> **Stored data entries**:
- - - -

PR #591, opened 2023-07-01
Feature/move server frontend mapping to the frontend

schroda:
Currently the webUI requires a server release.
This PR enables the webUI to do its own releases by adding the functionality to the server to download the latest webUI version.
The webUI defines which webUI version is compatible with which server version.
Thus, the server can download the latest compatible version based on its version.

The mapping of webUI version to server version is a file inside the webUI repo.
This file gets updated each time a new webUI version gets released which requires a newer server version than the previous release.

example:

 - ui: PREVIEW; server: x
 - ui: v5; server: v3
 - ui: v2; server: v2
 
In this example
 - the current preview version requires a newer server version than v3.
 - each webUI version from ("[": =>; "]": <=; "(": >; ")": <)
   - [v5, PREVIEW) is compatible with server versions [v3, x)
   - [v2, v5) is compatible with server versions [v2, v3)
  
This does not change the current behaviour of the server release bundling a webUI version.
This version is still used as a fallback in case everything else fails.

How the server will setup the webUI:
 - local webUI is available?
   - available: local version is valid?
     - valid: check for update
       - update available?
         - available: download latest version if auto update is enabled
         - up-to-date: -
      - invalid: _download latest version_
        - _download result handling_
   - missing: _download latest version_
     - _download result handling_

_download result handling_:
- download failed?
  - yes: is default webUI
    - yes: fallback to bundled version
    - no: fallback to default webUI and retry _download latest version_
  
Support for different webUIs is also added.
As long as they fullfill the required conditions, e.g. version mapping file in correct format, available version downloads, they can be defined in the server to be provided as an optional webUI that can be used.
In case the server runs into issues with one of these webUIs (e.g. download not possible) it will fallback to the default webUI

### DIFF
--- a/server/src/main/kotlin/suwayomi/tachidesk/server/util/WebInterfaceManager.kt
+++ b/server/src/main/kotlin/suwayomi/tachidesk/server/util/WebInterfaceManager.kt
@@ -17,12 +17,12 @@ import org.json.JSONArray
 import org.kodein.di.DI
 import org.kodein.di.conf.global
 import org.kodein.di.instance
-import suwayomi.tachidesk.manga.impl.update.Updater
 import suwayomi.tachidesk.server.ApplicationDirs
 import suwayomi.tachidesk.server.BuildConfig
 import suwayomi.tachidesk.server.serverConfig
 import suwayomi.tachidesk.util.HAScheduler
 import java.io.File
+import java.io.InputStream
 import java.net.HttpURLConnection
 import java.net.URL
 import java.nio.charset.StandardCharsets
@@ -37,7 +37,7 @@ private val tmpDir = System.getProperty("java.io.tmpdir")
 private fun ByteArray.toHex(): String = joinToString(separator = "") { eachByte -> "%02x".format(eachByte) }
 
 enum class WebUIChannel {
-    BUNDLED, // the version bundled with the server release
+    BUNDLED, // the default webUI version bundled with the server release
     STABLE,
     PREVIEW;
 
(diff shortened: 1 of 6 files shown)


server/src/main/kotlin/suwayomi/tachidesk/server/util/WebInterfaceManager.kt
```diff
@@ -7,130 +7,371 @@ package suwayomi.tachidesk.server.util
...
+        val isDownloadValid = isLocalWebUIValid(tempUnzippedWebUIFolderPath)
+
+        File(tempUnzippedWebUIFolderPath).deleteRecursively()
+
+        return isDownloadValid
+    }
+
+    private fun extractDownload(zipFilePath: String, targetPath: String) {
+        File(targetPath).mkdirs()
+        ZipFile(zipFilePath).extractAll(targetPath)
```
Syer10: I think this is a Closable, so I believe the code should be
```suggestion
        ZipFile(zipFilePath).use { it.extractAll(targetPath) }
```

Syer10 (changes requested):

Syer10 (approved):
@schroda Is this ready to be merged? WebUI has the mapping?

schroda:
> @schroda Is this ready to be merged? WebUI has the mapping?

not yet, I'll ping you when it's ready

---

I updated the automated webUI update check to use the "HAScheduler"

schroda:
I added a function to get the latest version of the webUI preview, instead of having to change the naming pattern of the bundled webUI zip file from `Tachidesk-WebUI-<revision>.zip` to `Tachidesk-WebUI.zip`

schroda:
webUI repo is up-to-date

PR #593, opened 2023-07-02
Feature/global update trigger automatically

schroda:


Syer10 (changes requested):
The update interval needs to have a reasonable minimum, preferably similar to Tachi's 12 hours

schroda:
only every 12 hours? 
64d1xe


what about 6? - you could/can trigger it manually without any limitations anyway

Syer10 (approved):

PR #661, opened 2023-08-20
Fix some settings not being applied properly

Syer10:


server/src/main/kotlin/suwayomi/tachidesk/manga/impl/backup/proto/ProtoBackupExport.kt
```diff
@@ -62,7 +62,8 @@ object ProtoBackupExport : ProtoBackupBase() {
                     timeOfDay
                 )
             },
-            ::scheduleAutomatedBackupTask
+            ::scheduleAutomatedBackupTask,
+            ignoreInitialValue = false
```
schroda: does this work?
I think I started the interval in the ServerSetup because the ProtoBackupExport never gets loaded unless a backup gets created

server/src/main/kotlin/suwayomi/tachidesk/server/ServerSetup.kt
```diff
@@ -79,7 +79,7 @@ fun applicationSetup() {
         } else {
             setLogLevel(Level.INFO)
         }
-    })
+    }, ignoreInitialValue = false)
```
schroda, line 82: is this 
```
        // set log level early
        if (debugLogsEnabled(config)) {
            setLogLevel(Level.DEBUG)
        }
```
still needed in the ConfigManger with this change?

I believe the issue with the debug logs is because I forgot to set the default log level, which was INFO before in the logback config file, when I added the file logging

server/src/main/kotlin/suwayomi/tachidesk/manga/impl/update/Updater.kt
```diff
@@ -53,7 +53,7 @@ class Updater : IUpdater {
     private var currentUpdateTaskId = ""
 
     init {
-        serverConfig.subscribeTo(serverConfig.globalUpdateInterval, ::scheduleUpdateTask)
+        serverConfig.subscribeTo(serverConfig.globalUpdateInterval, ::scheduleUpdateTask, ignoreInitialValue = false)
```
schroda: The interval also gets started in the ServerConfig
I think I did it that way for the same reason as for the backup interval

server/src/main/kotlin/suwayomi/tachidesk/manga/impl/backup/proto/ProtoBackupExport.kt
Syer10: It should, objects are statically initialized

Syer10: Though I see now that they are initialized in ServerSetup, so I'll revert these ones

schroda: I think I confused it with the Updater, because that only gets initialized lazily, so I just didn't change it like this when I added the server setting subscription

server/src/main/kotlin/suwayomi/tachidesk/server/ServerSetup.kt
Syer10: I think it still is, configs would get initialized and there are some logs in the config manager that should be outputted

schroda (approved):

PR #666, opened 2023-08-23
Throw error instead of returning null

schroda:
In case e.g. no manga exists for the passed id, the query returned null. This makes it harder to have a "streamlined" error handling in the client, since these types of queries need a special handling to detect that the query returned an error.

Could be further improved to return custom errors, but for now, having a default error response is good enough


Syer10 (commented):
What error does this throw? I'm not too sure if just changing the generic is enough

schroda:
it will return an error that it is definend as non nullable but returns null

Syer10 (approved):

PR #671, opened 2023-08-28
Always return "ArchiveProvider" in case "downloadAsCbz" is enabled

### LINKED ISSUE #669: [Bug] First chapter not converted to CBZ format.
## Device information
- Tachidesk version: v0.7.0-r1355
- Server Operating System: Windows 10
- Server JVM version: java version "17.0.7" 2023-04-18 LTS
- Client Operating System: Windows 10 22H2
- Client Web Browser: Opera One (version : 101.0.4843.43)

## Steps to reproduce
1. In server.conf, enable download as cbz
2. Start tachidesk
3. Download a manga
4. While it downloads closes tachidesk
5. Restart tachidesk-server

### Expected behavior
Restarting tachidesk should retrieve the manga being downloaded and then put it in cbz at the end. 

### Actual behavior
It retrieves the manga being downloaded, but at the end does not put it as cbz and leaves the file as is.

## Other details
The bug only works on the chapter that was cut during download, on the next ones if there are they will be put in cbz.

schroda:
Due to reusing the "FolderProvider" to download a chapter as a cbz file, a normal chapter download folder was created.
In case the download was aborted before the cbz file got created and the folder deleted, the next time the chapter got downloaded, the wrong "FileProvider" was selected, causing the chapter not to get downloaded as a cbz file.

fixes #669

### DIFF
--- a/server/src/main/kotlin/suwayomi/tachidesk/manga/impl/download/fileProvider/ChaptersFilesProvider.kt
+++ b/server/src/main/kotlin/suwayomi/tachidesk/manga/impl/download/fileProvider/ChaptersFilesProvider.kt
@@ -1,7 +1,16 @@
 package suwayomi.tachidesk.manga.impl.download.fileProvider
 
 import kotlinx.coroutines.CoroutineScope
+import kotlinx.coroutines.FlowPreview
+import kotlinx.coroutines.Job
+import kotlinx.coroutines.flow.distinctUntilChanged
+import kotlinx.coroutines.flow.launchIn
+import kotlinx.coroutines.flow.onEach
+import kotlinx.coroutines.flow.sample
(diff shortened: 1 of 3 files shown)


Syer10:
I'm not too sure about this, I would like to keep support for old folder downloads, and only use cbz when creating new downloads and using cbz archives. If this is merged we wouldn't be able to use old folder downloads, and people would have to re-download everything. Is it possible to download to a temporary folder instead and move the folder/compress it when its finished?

- - - -

> **BRIEF**:
Go through the records and show every line with the string "repo" in it.

> **RESULT BELOW**:
The mapping of webUI version to server version is a file inside the webUI repo.
webUI repo is up-to-date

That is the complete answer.